--- The problem ---
The whole listing is to be printed again exactly.

--- Information shown ---
PR #170, opened 2026-08-18
chore(deps): take npm audit from 28 advisories to 0 — electron-builder 26, vite 7, electron 43, drop dead localtunnel

Maev4l:
## What & why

--- Written solution ---
PR #170, opened 2026-08-18
chore(deps): take npm audit from 28 advisories to 0 — electron-builder 26, vite 7, electron 43, drop dead localtunnel

Maev4l:
## What & why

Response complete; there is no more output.